"Toda agua es una leche". Me fascina la frase, que no es mía, sino de Gaston Bachelard. ¿Se le lee aún en Francia? Cuando yo era estudiante universitario, y a pesar del fragor de la lucha política anti-franquista, devorábamos con fruición las ensoñaciones poéticas del filósofo de la Champagne, que ya había muerto (en 1962) pero cuyos libros eran traducidos por las editoriales más a la moda entre los ‘sesentayochistas' españoles (el Fondo de Cultura Económica, la entonces recién creada Alianza Editorial). Me he acordado de él con motivo de una leche tóxica y un agua desbordada. En la obra suya que prefiero, ‘L´eau et les rêves', Bachelard tiene la visión del agua, y por extensión de todos los líquidos bebibles, como "una ultra-leche, la leche de la madre de las madres", y ahora mismo los niños españoles, y en especial los de ciertas zonas de Madrid y Toledo, corren el peligro de envenenarse no con la materia de los sueños bachelardianos sino con una sustancia igualmente densa y oscura, la melamina (un pegamento industrial), que unos fabricantes desaprensivos han añadido a la blanca nata de la leche infantil. Este fraude alimentario se inició en China, donde ha habido víctimas mortales, pero se han detectado en algunos comercios regentados por ciudadanos chinos partidas de esa leche adulterada que, tomada en dosis regulares, afecta gravemente al riñón y puede causar la muerte de los bebés. En mi barrio hay muchas y muy populares tiendas chinas, y yo, por mi noctambulismo y mi economía, compro en ellas a menudo, ya que, quizá aún rigiéndose por el horario de su país natal, "los chinos" (como son cariñosamente llamados) abren en la noche española y venden más barato. Madrid, además, ya tiene sus ‘chinatowns', lo que anima mucho el paisaje de una capital que antes de la emigración africana, latina y asiática era monótonamente esteparia.

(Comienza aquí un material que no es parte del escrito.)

PR #5914, opened 2021-02-17
Compute fact or lemma in datatypes prior to buffering

ajreynol:
This is necessary for the planned refactoring of TheoryInference::process. This forces datatypes to decide lemma vs. fact prior to buffering inferences.

FYI @yoni206


nafur (commented):
LGTM.

nafur (approved):
LGTM.

PR #5916, opened 2021-02-17
Move methods from term util to quantifiers registry

ajreynol:
Towards eliminating dependencies on quantifiers engine, and eliminating the TermUtil class.

Note that `QuantifiersModule` had to be moved to its own file to avoid circular include dependencies.


mpreiner (approved):
LGTM

PR #5919, opened 2021-02-17
Eliminate non-static members in term util

ajreynol:
This makes it so that TermUtil is now a collection of static methods.  Further refactoring will make this a standalone file of utility methods. 

This breaks all dependencies on the TermUtil object in QuantifiersEngine.  It also starts breaking some of the depenendencies on quantifiers engine in sygus.


mpreiner (approved):
LGTM

PR #6504, opened 2021-05-07
Loop over terms to reconstruct instead of obligations.

abdoo8080:
This PR modifies the rcons algorithm to loop over terms to reconstruct instead of obligations. It also modifies the Obs data structure to reflect this change. The rest of the PR is mostly updating documentation and refactoring the affected code.


src/theory/quantifiers/sygus/rcons_obligation.h
```diff
@@ -25,37 +25,46 @@ namespace theory {
...
- * class. Notice that the SyGuS type T of an obligation is not stored in this
- * class as it can be inferred from the type of the skolem k.
+ * of type T whose builtin analog is equivalent to t. This class encodes each
+ * obligation (T, t) as a skolem k of type T to embed obligations in candidate
+ * solutions (see d_candSols below). Notice that the SyGuS type T of an
+ * obligation is not stored in this class as it can be inferred from the type of
+ * the skolem k.
  */
-class RConsObligationInfo
+class Obligation
```
ajreynol, line 36: I think I'd prefer the name of this class was still specific to reconstruction, maybe RConsObligation, esp. since we don't enclose this in a namespace.

src/theory/quantifiers/sygus/sygus_reconstruct.cpp
```diff
@@ -169,165 +160,161 @@ Node SygusReconstruct::reconstructSolution(Node sol,
...
   if (Trace("sygus-rcons").isConnected())
   {
-    RConsObligationInfo::printCandSols(mainOb, d_obInfo);
+    Obligation::printCandSols(mainOb, d_obs);
     printPool(pool);
   }
 
   // if the main obligation is solved, return the solution
-  if (!d_sol[mainOb].isNull())
+  if (!d_sol[mainOb->getSkolem()].isNull())
```
ajreynol, line 177: Nit: may be clearer if mainOb->getSkolem() was put in a local variable.

src/theory/quantifiers/sygus/sygus_reconstruct.h
```diff
@@ -213,27 +216,28 @@ class SygusReconstruct : public expr::NotifyMatch
    * example, given:
    *
    * CandSols = {
-   *  mainOb -> {(+ z1 1)},
-   *  z1 -> {(* z2 x)},
-   *  z2 -> {2}
+   *   c_mainOb -> {(c_+ c_z1 c_1)},
```
ajreynol, line 219: `c_mainOb` is a skolem here?  I think it would be clearer if we used k_mainOb instead (I tend to use `k` to represent skolems).  

This also distinguishes this from c_+, which is a sygus constructor here I guess?

ajreynol (changes requested):
Some initial comments. Can you also add/enable a regression that is solved due to this PR? (I assume there is one that motivated this?)

src/theory/quantifiers/sygus/sygus_reconstruct.h
abdoo8080: Replaced `c_mainOb` with `k0`, which is the main skolem in the algorithm. Also, updated comments to be consistent with `z`s (represent free vars) and `k`s (represent skolems).

ajreynol (approved):

PR #6506, opened 2021-05-07
Fix and add missing REQUIRE labels for FP regression tests.

aniemetz:


ajreynol (commented):
Should this be `REQUIRES` not `REQUIRE`?  The other uses seem to be "REQUIRES".

aniemetz:
REQUIRES failed for some reason. Let me double check what is going on here.

aniemetz:
I'm not sure what happened. Maybe I misread `skipped` and `failed. You are, of course, right.

ajreynol (approved):

PR #6513, opened 2021-05-10
Remove read_only from options.

nafur:
This PR removes the possibility of declaring options `read_only`.
It's only effect is making an attempts to disallow changing the respective option from within our internal code (by not providing a setter method). However, a "read-only" option can still be set via the `setOption()` methods that is also used by the API, and by SMT-LIB's `set-option`.

### DIFF
--- a/src/options/mkoptions.py
+++ b/src/options/mkoptions.py
@@ -56,7 +56,7 @@ MODULE_ATTR_ALL = MODULE_ATTR_REQ + ['option']
 OPTION_ATTR_REQ = ['category', 'type']
 OPTION_ATTR_ALL = OPTION_ATTR_REQ + [
     'name', 'help', 'help_mode', 'smt_name', 'short', 'long', 'default',
-    'includes', 'handler', 'predicates', 'read_only',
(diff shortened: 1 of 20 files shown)


src/options/mkoptions.py
```diff
@@ -260,12 +251,11 @@ def __init__(self, d):
         self.__dict__ = dict((k, None) for k in OPTION_ATTR_ALL)
         self.includes = []
         self.predicates = []
-        self.read_only = False
         self.alternate = True    # add --no- alternative long option for bool
         self.filename = None
         for (attr, val) in d.items():
             assert attr in self.__dict__
-            if attr in ['read_only', 'alternate'] or val:
+            if attr in ['alternate'] or val:
```
mpreiner, line 258:
```suggestion
            if attr == 'alternate' or val:
```

mpreiner (approved):
LGTM, one minor suggestion. @ajreynol any objections to removing the `read_only` flag?

ajreynol:
Yes, I agree to remove it.  It's simpler this way, there is no real benefit to having it in the first place.

PR #6516, opened 2021-05-10
bv: Add support for --bitblast=eager.

mpreiner:
This PR adds support for handling --bitblast=eager in the new bitblast solver.

Note: This PR is based on #6515, for reviewing you can just look at the last commit https://github.com/cvc5/cvc5/pull/6516/commits/0ba8ec8a99ada01eafdbf52e2897bb6363c7d9c2.


src/smt/set_defaults.cpp
```diff
@@ -165,7 +165,11 @@ void setDefaults(LogicInfo& logic, bool isInternalSubsolver)
 
     // Force lazy solver since we don't handle EAGER_ATOMS in the
     // BVSolver::BITBLAST solver.
-    opts.set(options::bvSolver, options::BVSolver::LAZY);
+    if (options::bvSolver() != options::BVSolver::BITBLAST
```
ajreynol, line 168: Update the comment above.

ajreynol (approved):
One minor comment, else LGTM

src/smt/set_defaults.cpp
mpreiner: I removed the code block since all BV solver now support eager bitblasting.

PR #6521, opened 2021-05-11
Update to sygus standard output for check-synth responses

ajreynol:
This PR does two things:
(1) It eliminates the ad-hoc implementation of printSynthSolutions and removes it from the API.  Now, printing response to a check-synth command is done in a more standard way, using the API + symbol manager.  This is analogous to recent refactoring to get-model.
(2) It updates cvc5's output in response to check-synth to be compliant with the upcoming sygus 2.1 standard. The standard has changed slightly: responses to `check-synth` are now closed in parentheses, mirroring the smt2 response to `get-model`.

It also removes the unused command GetSynthSolutionCommand.


ajreynol:
Decided to eliminate printSynthSolutions, @abdoo8080 will update the examples in a separate PR first.

src/expr/symbol_manager.cpp
```diff
@@ -65,10 +66,14 @@ class SymbolManager::Implementation
   std::vector<api::Sort> getModelDeclareSorts() const;
   /** get model declare terms */
   std::vector<api::Term> getModelDeclareTerms() const;
+  /** get functions to synthesize */
+  std::vector<api::Term> getFunctionsToSynthesize() const;
   /** Add declared sort to the list of model declarations. */
   void addModelDeclarationSort(api::Sort s);
   /** Add declared term to the list of model declarations. */
   void addModelDeclarationTerm(api::Term t);
+  /** Add function to the list of functions-to-synthesize. */
```
HanielB, line 75:
```suggestion
  /** Add function to the list of functions to synthesize. */
```

src/expr/symbol_manager.cpp
```diff
@@ -192,6 +199,13 @@ std::vector<api::Term> SymbolManager::Implementation::getModelDeclareTerms()
   return declareTerms;
 }
 
+std::vector<api::Term> SymbolManager::Implementation::getFunctionsToSynthesize()
+    const
+{
+  std::vector<api::Term> sfuns(d_funToSynth.begin(), d_funToSynth.end());
+  return sfuns;
```
HanielB, line 206: Can you inline this?

src/expr/symbol_manager.h
```diff
@@ -120,6 +125,11 @@ class CVC5_EXPORT SymbolManager
    * Add declared term to the list of model declarations.
    */
   void addModelDeclarationTerm(api::Term t);
+  /**
+   * Add a function-to-synthesize. This ensures the solution for f is printed
```
HanielB, line 129:
```suggestion
   * Add a function to synthesize. This ensures the solution for f is printed
```

src/smt/command.cpp
```diff
@@ -699,6 +699,7 @@ const api::Grammar* SynthFunCommand::getGrammar() const { return d_grammar; }
 
 void SynthFunCommand::invoke(api::Solver* solver, SymbolManager* sm)
 {
+  sm->addFunctionToSynthesize(d_fun);
```
HanielB, line 702: Why is it called here rather than when the command is declared?

ajreynol: Creating a command should not do this.  It is only if/when the command is invoked that it should update the state of symbol manager.

HanielB: I see, cool.

HanielB (approved):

Lo malo es que no sólo Madrid y los territorios adustos de La Mancha por donde cabalgaba Don Quijote son esteparios. La mayor parte de la España del sur, del centro y el este es seca, y las noticias acuáticas que llegan no pueden ser peores. La Agencia Europea del Medio Ambiente (EEA) anuncia que España, más que los restantes países europeos de la cuenca mediterránea, va a sufrir en las próximas décadas un proceso de desertización, en el que llegará a extremos saharianos o hindúes la alternancia entre períodos de larga sequía y devastadoras precipitaciones torrenciales.
He de decir, de forma egoísta, que me siento mejor preparado para esta catástrofe climática que la mayoría de mis amigos madrileños. Nací en un pueblo grande, Elche, cerca de Alicante, donde las temperaturas son muy templadas y apenas llueve durante todo el año, razón por la que en mi infancia empezaron a invadirnos los franceses, los ingleses, los belgas e incluso ‘bárbaros' más nórdicos para comprarse apartamentos y tomar el sol en bañadores sucintos. El resultado imprevisto es que ahora esa hermosa Costa Blanca tiene también el veneno pegajoso de una melamina urbanística, el gobierno y los ciudadanos sensibles han empezado la guerra contra la contaminación medio-ambiental y los turistas empiezan a trasladarse a zonas de un sur menos degradado, como Marruecos o el Mediterráneo turco. Pero vuelvo a mí. Como descendiente (al menos somático) de los bereberes norte-africanos que en el siglo VIII conquistaron mi tierra de origen, haciéndola una de las más arabizadas de la península durante casi siete siglos, sufro con resignación la sequía, el sol me oscurece la piel sin quemarla, y puedo subsistir largas horas a base de dátiles, aunque, ateo de todas las religiones, no sigo el Ramadán.
Lo bueno es que también los hábitos vitales de mi región me preparan bien para lo que con más frecuencia, antes incluso de que se cumplan los oráculos de la EEA, se produce en España: las lluvias monzónicas. Siendo niño, y después de un verano agobiante pasado día y noche a la orilla del mar, mi ciudad se desbordaba, generalmente a fines de septiembre, con lo que los expertos llaman la gota fría, expresión que, bajo su apariencia verbal de tortura malaya, siempre me ha parecido esconder una lírica delicadeza. Ahora las gotas frías arrasan en pocas horas de lluvia intensa ciudades y pueblos muy diversos del país, y también, en varias ocasiones recientes, la mesetaria Madrid. Pero como se supone que somos un país seco y solar, las autoridades, quejosas de la sequía el resto del año, se dejan sorprender cada vez que diluvia y las calles se hacen ríos, las casas lagos, y la red de transporte público un océano de naves varadas. Bachelard de nuevo: "El agua nos lleva. El agua nos mece. El agua nos adormece". Me temo que el filósofo nunca imaginó que un día la peor la resaca sería la del biberón y las gotas de lluvia.